[Stored data entries]
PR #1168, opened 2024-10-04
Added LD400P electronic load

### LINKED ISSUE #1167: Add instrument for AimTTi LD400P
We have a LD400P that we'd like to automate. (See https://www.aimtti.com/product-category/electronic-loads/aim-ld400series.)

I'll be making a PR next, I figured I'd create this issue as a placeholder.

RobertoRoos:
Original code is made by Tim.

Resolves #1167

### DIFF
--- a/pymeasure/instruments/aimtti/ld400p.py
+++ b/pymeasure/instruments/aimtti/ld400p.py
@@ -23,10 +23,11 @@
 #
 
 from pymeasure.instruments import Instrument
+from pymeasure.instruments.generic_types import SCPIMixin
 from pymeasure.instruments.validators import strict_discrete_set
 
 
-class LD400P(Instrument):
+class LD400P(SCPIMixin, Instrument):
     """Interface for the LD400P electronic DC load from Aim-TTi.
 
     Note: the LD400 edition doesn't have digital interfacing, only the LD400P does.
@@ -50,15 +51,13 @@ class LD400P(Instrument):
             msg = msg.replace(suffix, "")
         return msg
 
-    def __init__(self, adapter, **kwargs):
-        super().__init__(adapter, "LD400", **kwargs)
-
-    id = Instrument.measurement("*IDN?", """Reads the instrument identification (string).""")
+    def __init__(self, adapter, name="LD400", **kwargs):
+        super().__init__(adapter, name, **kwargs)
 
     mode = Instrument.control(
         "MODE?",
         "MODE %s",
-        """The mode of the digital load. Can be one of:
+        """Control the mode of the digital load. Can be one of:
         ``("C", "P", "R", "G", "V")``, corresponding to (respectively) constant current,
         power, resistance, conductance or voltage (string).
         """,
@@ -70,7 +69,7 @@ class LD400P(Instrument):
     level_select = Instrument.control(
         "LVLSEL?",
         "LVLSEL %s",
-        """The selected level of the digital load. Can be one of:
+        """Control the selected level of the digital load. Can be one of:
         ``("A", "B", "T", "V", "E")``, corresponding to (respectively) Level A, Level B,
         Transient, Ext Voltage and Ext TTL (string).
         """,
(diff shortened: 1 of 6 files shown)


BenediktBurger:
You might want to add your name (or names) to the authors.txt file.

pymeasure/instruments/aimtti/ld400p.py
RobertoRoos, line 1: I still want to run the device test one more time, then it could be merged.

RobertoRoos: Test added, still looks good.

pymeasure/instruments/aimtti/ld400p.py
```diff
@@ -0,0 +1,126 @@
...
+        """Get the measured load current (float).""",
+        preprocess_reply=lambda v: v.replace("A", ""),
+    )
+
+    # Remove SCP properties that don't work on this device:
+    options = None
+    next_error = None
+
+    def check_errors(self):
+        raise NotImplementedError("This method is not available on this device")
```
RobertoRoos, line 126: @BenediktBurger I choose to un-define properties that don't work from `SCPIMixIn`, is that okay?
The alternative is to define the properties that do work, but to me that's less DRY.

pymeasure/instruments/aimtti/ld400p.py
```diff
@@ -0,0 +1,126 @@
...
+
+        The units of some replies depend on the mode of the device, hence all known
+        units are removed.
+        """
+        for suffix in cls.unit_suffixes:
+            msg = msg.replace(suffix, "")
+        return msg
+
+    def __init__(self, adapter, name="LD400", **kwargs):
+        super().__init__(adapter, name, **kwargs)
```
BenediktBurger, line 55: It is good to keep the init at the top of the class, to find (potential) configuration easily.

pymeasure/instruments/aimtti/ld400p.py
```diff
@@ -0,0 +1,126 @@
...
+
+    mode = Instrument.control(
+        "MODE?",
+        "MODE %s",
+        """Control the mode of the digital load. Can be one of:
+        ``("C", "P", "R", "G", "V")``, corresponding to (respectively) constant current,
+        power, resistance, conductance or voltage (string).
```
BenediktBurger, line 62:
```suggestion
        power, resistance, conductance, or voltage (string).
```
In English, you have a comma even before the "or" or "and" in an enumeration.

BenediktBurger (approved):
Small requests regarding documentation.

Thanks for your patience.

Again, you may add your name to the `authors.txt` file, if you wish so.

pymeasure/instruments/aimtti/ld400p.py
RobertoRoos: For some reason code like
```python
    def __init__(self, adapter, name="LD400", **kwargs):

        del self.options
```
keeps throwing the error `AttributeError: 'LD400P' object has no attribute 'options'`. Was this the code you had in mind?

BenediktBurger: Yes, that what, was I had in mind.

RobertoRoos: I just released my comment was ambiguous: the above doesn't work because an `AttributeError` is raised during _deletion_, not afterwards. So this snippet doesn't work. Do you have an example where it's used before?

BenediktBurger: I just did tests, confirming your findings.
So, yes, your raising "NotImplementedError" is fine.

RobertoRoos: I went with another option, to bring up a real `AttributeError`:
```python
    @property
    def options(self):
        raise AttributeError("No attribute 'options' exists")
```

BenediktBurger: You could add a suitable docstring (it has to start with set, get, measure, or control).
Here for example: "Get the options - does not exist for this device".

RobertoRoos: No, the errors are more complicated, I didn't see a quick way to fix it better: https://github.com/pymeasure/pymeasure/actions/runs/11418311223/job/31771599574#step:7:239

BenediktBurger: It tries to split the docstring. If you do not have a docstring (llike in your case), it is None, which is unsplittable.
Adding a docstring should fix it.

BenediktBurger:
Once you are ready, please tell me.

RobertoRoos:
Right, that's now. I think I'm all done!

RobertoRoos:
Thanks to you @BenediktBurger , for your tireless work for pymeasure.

- _WHAT YOU SHOULD DO_: Scan the data above for the string "https". Copy every line in which it appears.

- _TASK SOLUTION_:
We have a LD400P that we'd like to automate. (See https://www.aimtti.com/product-category/electronic-loads/aim-ld400series.)
RobertoRoos: No, the errors are more complicated, I didn't see a quick way to fix it better: https://github.com/pymeasure/pymeasure/actions/runs/11418311223/job/31771599574#step:7:239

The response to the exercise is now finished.